À St Albans, dans l’ouest de Melbourne, une famille de cinq personnes partage une maison de quatre chambres avec un autre homme, Thusi. Peu meublé et avec des sols carrelés, le loyer est de 2 000 $ par mois. Le père doit subvenir aux besoins de toute sa famille, mais, comme la plupart des personnes bénéficiant d’un visa passerelle, il ne peut trouver que des petits boulots. Ses deux frères ont disparu. Ils étaient membres des Tigres tamouls, le mouvement de libération nationale qui a dominé la politique du nord et de l’est du Sri Lanka des années 1980 jusqu’à ce qu’il soit anéanti, avec des dizaines de milliers de civils, par l’armée en 2009. La mère était aussi un Tigre il y a vingt ans. « Nous voulons obtenir les mêmes droits que tout le monde », dit-elle. « Nous voulons vivre une vie normale. Nous savons qu’Aran sera une voix pour nous.

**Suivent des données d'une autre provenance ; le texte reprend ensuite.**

PR #868, opened 2020-06-25
Add reservation ability for token reservations.

michaeljb:
1846

    - Give relevant corporations and C&WI the reservation ability.
    - Add Erie's token ability.
    - Close private companies that are removed from the game before deleti
      them. This keeps O&I and MC from blocking tiles if they're not in play.

Abilities

- Add teardown method to token abilities; called when the ability is being
  removed.
- Add `remove` key to abilities to indicate the phase in which that ability
  is removed; check for these at every phase change.
- When a company is closed, remove all of its abilities.

Reservations

- Reservations are the actual corp/company now rather than their short name.
- Reservation ability has tile and city properties that can be updated in order
  to handle tile upgrades.
- If a slot is reserved by a company, it also counts as being reserved by the
  owning corp.
- Reservations are more efficiently initialized, following pattern of blockers:
  build hash of hexes => reservations rather than looping through all the
  corp/company abilities on every hex.

Notes on things that could use refactoring (maybe after 1846 is done):

- `Engine::Corporation` now has `attr_reader :sym`; we want the sym/short name
  for both corporations *and* companies when rendering a reservation, so
  corporations/companies need a common interface for that (called in
  `View::Game::Part::CitySlot#reservation`; currently, corp.name returns the
  short name, company.name returns the long name)
- `corporation#abilities` returns an Array of abilities, but `company#abilities`
  returns `nil` or the ability; a consistent interface there would be
  nice. `lib/engine/game/base.rb` and `lib/engine/hex.rb` use the same logic to
  get to a single ability, or return if there isn't one.

### DIFF
--- a/assets/app/view/game/part/city_slot.rb
+++ b/assets/app/view/game/part/city_slot.rb
@@ -39,7 +39,7 @@ module View
           h(
             :text,
             { attrs: { fill: 'black', transform: 'translate(0 9) scale(1.75)' } },
-            @reservation,
+            @reservation.sym,
           )
         end
 
--- a/assets/app/view/game/part/city_slot.rb
+++ b/assets/app/view/game/part/city_slot.rb
@@ -39,7 +39,7 @@ module View
           h(
             :text,
             { attrs: { fill: 'black', transform: 'translate(0 9) scale(1.75)' } },
-            @reservation.sym,
+            @reservation.id,
           )
         end
 
--- a/lib/engine/ability/reservation.rb
+++ b/lib/engine/ability/reservation.rb
@@ -8,10 +8,10 @@ module Engine
       attr_accessor :city, :tile
       attr_reader :hex, :slot
 
-      def setup(hex:, city: 0, slot: 0)
+      def setup(hex:, city: nil, slot: nil)
         @hex = hex
-        @city = city
-        @slot = slot
+        @city = city || 0
+        @slot = slot || 0
         @tile = nil
       end
 
--- a/lib/engine/ability/reservation.rb
+++ b/lib/engine/ability/reservation.rb
@@ -1,0 +1,23 @@
+# frozen_string_literal: true
+
+require_relative 'base'
+
+module Engine
+  module Ability
+    class Reservation < Base
+      attr_accessor :city, :tile
+      attr_reader :hex, :slot
+
+      def setup(hex:, city: 0, slot: 0)
+        @hex = hex
+        @city = city
+        @slot = slot
+        @tile = nil
+      end
+
+      def teardown
+        tile.cities[@city].reservations.delete(owner) if tile
+      end
+    end
+  end
+end
--- a/lib/engine/company.rb
+++ b/lib/engine/company.rb
@@ -35,6 +35,8 @@ module Engine
 
     def close!
       @closed = true
+
+      @abilities.each { |t, _| remove_ability(t) }
       return unless owner
 
       owner.companies.delete(self)
--- a/lib/engine/company.rb
+++ b/lib/engine/company.rb
@@ -36,7 +36,7 @@ module Engine
     def close!
       @closed = true
 
-      @abilities.each { |t, _| remove_ability(t) }
+      @abilities.keys.each { |a| remove_ability(a) }
       return unless owner
 
       owner.companies.delete(self)
--- a/lib/engine/corporation.rb
+++ b/lib/engine/corporation.rb
@@ -21,11 +21,12 @@ module Engine
     include Spender
 
     attr_accessor :ipoed, :share_price
-    attr_reader :capitalization, :companies, :min_price, :name, :full_name
+    attr_reader :capitalization, :companies, :min_price, :name, :full_name, :sym
     attr_writer :par_price
 
     def initialize(sym:, name:, **opts)
       @name = sym
+      @sym = sym
       @full_name = name
       [
         Share.new(self, president: true, percent: 20),
--- a/lib/engine/corporation.rb
+++ b/lib/engine/corporation.rb
@@ -21,12 +21,11 @@ module Engine
     include Spender
 
     attr_accessor :ipoed, :share_price
-    attr_reader :capitalization, :companies, :min_price, :name, :full_name, :sym
+    attr_reader :capitalization, :companies, :min_price, :name, :full_name
     attr_writer :par_price
 
     def initialize(sym:, name:, **opts)
       @name = sym
-      @sym = sym
       @full_name = name
       [
         Share.new(self, president: true, percent: 20),
--- a/lib/engine/corporation.rb
+++ b/lib/engine/corporation.rb
@@ -143,7 +143,7 @@ module Engine
     def abilities(type, time = nil)
       abilities = []
 
-      if (ability = super)
+      if (ability = super(type, time, &nil))
         abilities << ability
         yield ability, self if block_given?
       end
--- a/lib/engine/game/base.rb
+++ b/lib/engine/game/base.rb
@@ -559,13 +559,29 @@ module Engine
 
       def init_hexes(companies, corporations)
         blockers = {}
-
         companies.each do |company|
           company.abilities(:blocks_hexes) do |ability|
             ability.hexes.each do |hex|
               blockers[hex] = company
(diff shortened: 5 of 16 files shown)


lib/engine/ability/reservation.rb
```diff
@@ -0,0 +1,23 @@
...
+
+require_relative 'base'
+
+module Engine
+  module Ability
+    class Reservation < Base
+      attr_accessor :city, :tile
+      attr_reader :hex, :slot
+
+      def setup(hex:, city: 0, slot: 0)
```
tobymao, line 11: it's better if city and slot are default nil and then city slot are filled on lines 13 14 with ||

lib/engine/ability/reservation.rb
```diff
@@ -0,0 +1,23 @@
...
+        @hex = hex
+        @city = city
+        @slot = slot
+        @tile = nil
+      end
+
+      def teardown
+        tile.cities[@city].reservations.delete(owner) if tile
```
tobymao, line 19: so reservations is an entity?

lib/engine/company.rb
```diff
@@ -35,6 +35,8 @@ def min_bid
 
     def close!
       @closed = true
+
+      @abilities.each { |t, _| remove_ability(t) }
```
tobymao, line 39: this may break meat packing and steam boat because they get closed but their abilities don't go away will have to think

lib/engine/corporation.rb
```diff
@@ -19,11 +19,12 @@ class Corporation
     include Spender
 
     attr_accessor :ipoed, :share_price
-    attr_reader :capitalization, :companies, :min_price, :name, :full_name
+    attr_reader :capitalization, :companies, :min_price, :name, :full_name, :sym
```
tobymao, line 22: you don't need sym, you can just use name

lib/engine/game/base.rb
```diff
@@ -564,6 +563,23 @@ def init_hexes(companies, corporations)
           end
         end
 
+        reservations = Hash.new { |k, v| k[v] = [] }
+        corporations.each do |c|
+          reservations[c.coordinates] << { entity: c,
+                                           city: c.city }
+        end
+        (corporations + companies).each do |c|
+          abilities = c.abilities(:reservation)
```
tobymao, line 572: c.abilities(:reservation) do |ability, _|
  may be cleanear

assets/app/view/game/part/city_slot.rb
```diff
@@ -39,7 +39,7 @@ def reservation
           h(
             :text,
             { attrs: { fill: 'black', transform: 'translate(0 9) scale(1.75)' } },
-            @reservation,
+            @reservation.sym,
```
tobymao, line 42: can just do reservation.name

lib/engine/company.rb
michaeljb: Maybe abilities for companies could default to `"remove": "close"`, but meat packing and steam boat could have `"remove": "4"`, and this loop here could be

```
@abilities.each { |t, _| remove_ability(t) if t.remove == :close }
```

lib/engine/ability/reservation.rb
michaeljb: Yeah. Previously it was just the name. With the entity it's easier to tell if the reservation belongs to a company that is owned by the corporation (e.g., for `reserved_by?`)

assets/app/view/game/part/city_slot.rb
michaeljb: A company's `#name` is the full name:

Screenshot from 2020-06-25 21-33-34

I made an attempt at adding `Company#full_name` and moving `Company#sym` to `Company#name` to be consistent with `Corporation`, but kept running into the out of sync "It's not Player 1's turn" issue. https://github.com/michaeljb/18xx.games/commit/f3f318df2123847d2ef846a91931321f49592cd4 - [sample game JSON](https://gist.github.com/michaeljb/f6548901afa080dbacc67e5e29474123) (this game works on 3bbdbd1a, but doesn't work after merging in the latest master code, still looking into that)

I'm guessing I missed a spot where `#name` should be `#full_name`. Or could there be an issue with the MS/BIG4 minors having the same name as the companies? I'm not really sure what's going on there

lib/engine/ability/reservation.rb
michaeljb: 7abca3c1

assets/app/view/game/part/city_slot.rb
tobymao: ah my bad i thought it was corporation.name not company. company it should be sym

tobymao: i thought @reservation was a corporation and not a company

tobymao: if it's both, you can do id

lib/engine/game/base.rb
michaeljb: I did try that, but `Corporation`'s override of `#abilities` is doing something I don't understand, it seems to be duplicating the abilities.

See where the `puts` block is passed, PRR's reservation gets printed twice while C&WI's just once:

```
> bundle exec rake irb
irb -I lib/ -I assets/app/
2.7.0 :001 > require 'engine'
 => true 
2.7.0 :002 > g = Engine::GAMES_BY_TITLE['1846'].new(['p1', 'p2', 'p3', 'p4', 'p5'])
2.7.0 :003 > prr = g.corporations[0]
2.7.0 :004 > cwi = g.companies[2]
2.7.0 :005 > prr.abilities(:reservation)
 => [#<Engine::Ability::Reservation:0x000055a756561000 @type=:reservation, @owner_type=nil, @when=nil, @count=nil, @used=false, @remove="4", @hex="E11", @city=0, @slot=0, @tile=<Engine::Tile: E11, hex: E11>, @owner=<Engine::Corporation: PRR>>] 
2.7.0 :006 > prr.abilities(:reservation) { |a| puts a }
#<Engine::Ability::Reservation:0x000055a756561000>
#<Engine::Ability::Reservation:0x000055a756561000>
 => [#<Engine::Ability::Reservation:0x000055a756561000 @type=:reservation, @owner_type=nil, @when=nil, @count=nil, @used=false, @remove="4", @hex="E11", @city=0, @slot=0, @tile=<Engine::Tile: E11, hex: E11>, @owner=<Engine::Corporation: PRR>>] 
2.7.0 :007 > 
2.7.0 :008 > 
2.7.0 :009 > cwi.abilities(:reservation)
 => #<Engine::Ability::Reservation:0x000055a756974908 @type=:reservation, @owner_type=nil, @when="sold", @count=nil, @used=false, @remove=nil, @hex="D6", @city=3, @slot=0, @tile=<Engine::Tile: D6, hex: D6>, @owner=<Engine::Company: C&WI>> 
2.7.0 :010 > 
2.7.0 :011 > cwi.abilities(:reservation) { |a| puts a }
#<Engine::Ability::Reservation:0x000055a756974908>
 => #<Engine::Ability::Reservation:0x000055a756974908 @type=:reservation, @owner_type=nil, @when="sold", @count=nil, @used=false, @remove=nil, @hex="D6", @city=3, @slot=0, @tile=<Engine::Tile: D6, hex: D6>, @owner=<Engine::Company: C&WI>> 

```

This output is what I would expect, so I think the problem is in `Corporation#abilities`:

```
2.7.0 :020 > prr.instance_variable_get(:@abilities)[:reservation]
 => #<Engine::Ability::Reservation:0x000055a756561000 @type=:reservation, @owner_type=nil, @when=nil, @count=nil, @used=false, @remove="4", @hex="E11", @city=0, @slot=0, @tile=<Engine::Tile: E11, hex: E11>, @owner=<Engine::Corporation: PRR>> 
```

tobymao: if the corporation owns the ability, then it will print out it's child's abilities

assets/app/view/game/part/city_slot.rb
michaeljb: >  (this game works on 3bbdbd1, but doesn't work after merging in the latest master code, still looking into that)

This fixed the issue I was seeing after merging latest master into this branch - 1c49aa07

Thusi est arrivé par bateau en 2012, alors qu’il avait vingt-deux ans. Le gouvernement a également rejeté sa demande d’asile. Né en Inde de parents réfugiés, il n’est ressortissant d’aucun pays et n’a jamais mis les pieds au Sri Lanka. « Le gouvernement a dit qu’il m’expulserait. Mais je demande où allez-vous me déporter ? Je suis apatride. Thusi était délégué syndical chez Bingo Recycling, un lieu de travail qui a connu de nombreux griefs au fil des ans. C’est ainsi qu’il connaît Aran, qui a organisé le lieu lorsqu’il était à l’AWU. Cette collaboration antérieure est la raison pour laquelle Thusi prend aujourd’hui dix panneaux de jardin socialistes victoriens pour les installer chez des amis.
A quelques rues de là, dix personnes se sont rassemblées pour écouter Aran parler. Ils ont également des visas relais et leurs enfants nés en Australie sont apatrides. Selon les membres du rassemblement, il y en a probablement une autre centaine dans la région avec des visas de transition – et ce ne sont que les Tamouls. Tout le monde prend des pancartes à mettre en place et écrit ses coordonnées sur une liste de bénévoles. Peu de gens se considéreraient comme des socialistes – le nationalisme tamoul domine toujours plus d’une décennie après la défaite de la guerre de libération. Pourtant, ils sont précisément le genre de personnes qui pourraient former la base d’un parti socialiste. Tout ce qu’il faut, ce sont plus d’organisateurs et de dirigeants comme Aran, qui sont prêts à s’engager dans le genre de travail patient, éducatif et collaboratif qui relie les difficultés quotidiennes à l’organisation de base, informé par une critique du capitalisme et des politiques socialistes.
Formé en 2018, les socialistes victoriens ont contesté les élections de l’État victorien, dans l’espoir de remporter un siège à la chambre haute. Le parti naissant est arrivé quatrième sur dix-huit lors des votes de première préférence dans le district métropolitain du nord de Melbourne, composé de cinq membres. Les accords préférentiels, en grande partie entre les micro-partis de droite, ont donné le siège à un candidat qui avait remporté une fraction du vote des socialistes victoriens.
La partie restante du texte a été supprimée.